Dans le même journal (Libération du 10 décembre 2003), il retrace l'histoire du voile, cette «antique aliénation» vieille de trois mille ans, avant de dénoncer, dans l'article suivant («Il est interdit de désespérer», in Libération du 31 janvier 2004), l'hypocrisie sociale et politique, en France, à propos du voile, de la Palestine et autre. Quant à l'affaire des caricatures, il démontre, arguments à l'appui, qu'il est préférable d'en rire (Libération du 17 février 2006). Oui, mais à Ghaza et en Palestine occupée, on rit plutôt jaune quand on lit le reportage intitulé : «A Ghaza, on ne badine pas non plus avec l'amour» (publié dans Le Nouvel Obs et Rue89, le 5 avril 2014). Superbe chronique et qui fourmille d'informations. Où le lecteur découvre «tout le miracle» du séjour de l'auteur : «Je suis parti de Roissy, deux semaines plus tôt, avec un sticker rouge de «musulman dangereux» et de retour de Ghaza, je repars avec un sticker jaune de citoyen juif respectable et respectueux. C'est ça la Terre Sainte.»
Mohamed Kacimi prend deux autres chemins de traverse avant d'arriver à «la falaise de Sénèque», du moins un «effet Sénèque» qui va provoquer un mini-effondrement du système le 22 février 2019. Toujours dans Le Nouvel Obs (19 avril 2014), il dissèque la réélection de Bouteflika et son triste bilan. Tragique et désespérant. De quoi devenir Vanuatais ! Et c'est ce qu'il fit : «Lassé de ce malheur, sans cesse répété, qu'on me lance à chaque fois au visage, j'ai trouvé la parade : je dis désormais, que je suis originaire du Vanuatu, parce que je ne connais pas ce pays et que personne ne le connaît non plus.» («Comment je suis devenu Vanuatais, in Médiapart du 24 février 2019). Mais le Vanuatu a vite été oublié, relégué dans un tiroir des dépits amoureux par «la révolution du sourire» (chronique suivante).

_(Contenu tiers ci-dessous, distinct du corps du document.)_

PR #72, opened 2016-04-08
Backport the relevant changes from OMPI

rhc54:
If the tmpdir name is too long, then return an error so the host RM can know we couldn't setup the rendezvous point. Also, minor cleanup of some debug output

@artpol84 Can you please take a look? I think I captured everything from Rainer's original PR

### DIFF
--- a/src/server/pmix_server.c
+++ b/src/server/pmix_server.c
@@ -148,6 +148,7 @@ static pmix_status_t initialize_server_base(pmix_server_module_t *module)
     int debug_level;
     char *tdir, *evar;
     pid_t pid;
+    char * pmix_pid;
 
     /* initialize the output system */
     if (!pmix_output_init()) {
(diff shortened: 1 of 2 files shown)


hpcraink:
Looks good to me

src/server/pmix_server.c
```diff
@@ -223,7 +224,16 @@ static pmix_status_t initialize_server_base(pmix_server_module_t *module)
     /* now set the address - we use the pid here to reduce collisions */
     memset(&myaddress, 0, sizeof(struct sockaddr_un));
     myaddress.sun_family = AF_UNIX;
-    snprintf(myaddress.sun_path, sizeof(myaddress.sun_path)-1, "%s/pmix-%d", tdir, pid);
+    asprintf(&pmix_pid, "pmix-%d", pid);
+    // If the above set temporary directory name plus the pmix-PID string
+    // plus the '/' separator are too long, just fail, so the caller
+    // may provide the user with a proper help... *Cough*, *Cough* OSX...
+    if ((strlen(tdir) + strlen(pmix_pid) + 1) > sizeof(myaddress.sun_path)-1) {
```
artpol84: I think you need +2 here instead of +1:
'\0' and '/'

artpol84: Ok, you have it on the right side. So please ignore the prev comment

artpol84:
:+1:

PR #79, opened 2016-04-29
Fix typo in packing of pmix_app_t - thanks to Gilles for pointing it out

rhc54:
Needs to come across to 1.1.4


rhc54:
Reviewed by @ggouaillardet on OMPI (same patch here)

Issue #83, opened 2016-05-06
pmi_client (PMIv1) test fails and is getting incorrect size from PMI_Get_size()


garlick:
On current master e6747971774dad02f99de99e2783abd7ca8ba65e the PMI1 test appears to be failing.  Note the incorrect size=12 on the INFO line below.

```
$ ./configure --disable-visibility; make
[snip]
$ cd test
$ VERBOSE=3 ./pmix_test -v -n 2 -e ./pmi_client
pmix_test.c:main: Start PMIx_lite smoke test (timeout is 10)
pmix_test.c:main: Executing test: ./pmi_client -n 2 -v
utils.c:launch_clients: Setting job info
cli_stages.c:errhandler_reg_callbk: ERRHANDLER REGISTRATION CALLBACK CALLED WITH STATUS 0, ref=0
INFO  spawned=0 size=12 rank=0 appnum=11
FATAL  at test_item1:175
ERROR [cli_stages.c:252:errhandler]:  PMIX server Error handler with status = -27
cli_stages.c:cli_wait_all: OP CALLBACK CALLED WITH STATUS 0
cli_stages.c:op_callbk: the child with pid = 45294 has rank = 0
		exited = 1, signalled = 0
cli_stages.c:cli_wait_all: the child with pid = 45294 has rank = 0
		exited = 1, signalled = 0
ERROR [cli_stages.c:148:cli_cleanup]: rank 0 with state 1 unexpectedly terminated.
cli_stages.c:cli_terminate: Client rank = 0 terminated
INFO  spawned=0 size=12 rank=1 appnum=11
FATAL  at test_item1:175
ERROR [pmix_test.c:167:main]: Test was aborted!
cli_stages.c:cli_kill_all: Skip rank 0 as it was already terminated.
cli_stages.c:cli_kill_all: Kill rank 1 (pid = 45295).
cli_stages.c:cli_terminate: Client rank = 1 terminated
cli_stages.c:op_callbk: OP CALLBACK CALLED WITH STATUS 0
```

The PMI2 test, by contrast, runs OK:
```
./pmix_test -n 2 -e ./pmi2_client
pmix_test.c:main: Test finished OK!
```

PR #84, opened 2016-05-06
Return sensible errors from PMI1 when RM registers incomplete namespace

garlick:
Several PMI1 functions returned success without setting their parameter when `PMIx_Get()` failed.  Fix the logic in those functions to return the (PMI1-converted) error code of `PMIx_Get()` when it fails.  Also define PMIX_JOB_SIZE and PMIX_APPNUM in the `pmix_test` namespace so the `pmi_client` test no longer fails as reported in #83.

Note: `PMI2_Init()` returns PMIX_UNIV_SIZE for its `size` parameter.  Perhaps `PMI1_Get_size()` should use that instead of PMIX_JOB_SIZE?  I wasn't too sure about that one so I left it as is.


rhc54:
I'll have to think about PMI2_Init - you make a good point, but I need to check definitions.

👍

rhc54:
Thanks

Issue #87, opened 2016-05-10
Building C++ programs fails due to stdint.h


jjhursey:
A little C/C++ program:
```C
#include <stdio.h>
#include "pmix/pmix_common.h"

int main() {
    int rank = PMIX_RANK_WILDCARD;
    return 0;
}
```

Compiles fine with `gcc`, but fails with `g++`
```shell
shell$ gcc cpp_test.c -I$PMIX/include -L$PMIX/lib -lpmix
shell$ g++ cpp_test.c -I$PMIX/include -L$PMIX/lib -lpmix
In file included from cpp_test.c:5:0:
cpp_test.c: In function ‘int main()’:
/u/jjhursey/pmix-install/include/pmix/pmix_common.h:79:29: error: ‘INT32_MAX’ was not declared in this scope
 #define PMIX_RANK_WILDCARD  INT32_MAX-1
                             ^
cpp_test.c:9:16: note: in expansion of macro ‘PMIX_RANK_WILDCARD’
     int rank = PMIX_RANK_WILDCARD;
                ^
```

It looks like there is code to handle this in:
 * [include/pmix/autogen/pmix_config_bottom.h](https://github.com/pmix/master/blob/master/include/pmix/autogen/pmix_config_bottom.h)

But it is not included in `config.h.in`. Doing so results in more compilation problems.

I'll keep investigating.

jjhursey:
This was fixed by PR #88 in the `master` branch. After a soak there for a few days we'll try to get it into the v1.1.4 release branch.

PR #88, opened 2016-05-11
config: Consolidate private and public config.h to resolve C++ stdint.h issue

jjhursey:
Related to Issue #87 

This branch works, but I think the *true* fix will require a discussion about the configure logic and contents of the internal `config.h.in` and the external `config.h.in`.


jjhursey:
@rhc54 Is there a reason why we have two different `config.h.in` files? The one that is installed does not include the `include/pmix/autogen/pmix_config_bottom.h` and `include/pmix/autogen/pmix_config_top.h` as I would expect it to, but the internal one does.

The `include/pmix/autogen/pmix_config_bottom.h` contained the STL fix for `stdint.h`, but when I included it it also needed all of the `HAVE_` macros that only seem to be defined in the internal `config.h.in` in `src/include/private/autogen/config.h.in`.

rhc54:
It's purely historical, and the reason is no longer valid. At one time, we had a config.h in pmix_common to support some config-set values. We have since eliminated those (hooray!).

So I'd suggest we consolidate to one and avoid the problems.

jjhursey:
I should also note that this patch will not always work since `pmix_stdint.h` is not where the installed `pmix_config_bottom.h` expects to find it: `<pmix/autogen/pmix_stdint.h>`

I can work on consolidating the header file as part of this ticket. I would want this to be in PMIx 1.1.4 - hopefully that won't be too bad to sort out later.

jjhursey:
@rhc54 I did the config.h header consolidation. I can confirm that this resolves the C++ issue and builds on the few platforms I have access too. Can you review this PR before we merge it into the master?

Once it is merged into the master branch, it should probably soak there for a few days before pulling it over to the v1.1.4 rc branch. At which point I think it would be good to roll a new rc to get some broader testing.

rhc54:
I think this look okay. IIRC, we were going to get rid of PMIX_DECLSPEC because of confusion it created. Instead, we use PMIX_EXPORT for symbols that should be externally visible, and don't use anything else. Should we clean that up here? Or do it separately?

jjhursey:
I'm fine either way, as long as it comes in as a separate commit. Tomorrow, I can convert all of these over to `PMIX_EXPORT` and remove the `PMIX_DECLSPEC` symbol.

I just did a quick grep and it looks like both are used quite a bit:
```shell
shell$ grep -rnI "PMIX_EXPORT" * | wc -l
99
shell$ grep -rnI "PMIX_DECLSPEC" * | wc -l
103
```

rhc54:
Let's do it separately, then.

👍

Les «chroniques du Hirak», celles proprement dites (près d'une vingtaine), peuvent commencer. Elles sont étonnamment fraîches, imagées, percutantes, grinçantes, provocantes, caustiques, féroces. Comme si elles étaient irriguées de la révolte de l'instinct, d'un désir jamais assouvi. L'exil, chose morale, est, pour les caractères vifs et sensibles, un monde cruel, une prison dont il faut absolument sortir. Demain, car tout reste à venir.
Hocine Tamou
Mohamed Kacimi, Dissidences. Chroniques du Hirak, éditions Frantz-Fanon, Tizi-Ouzou 2019, 212 pages, 700 DA.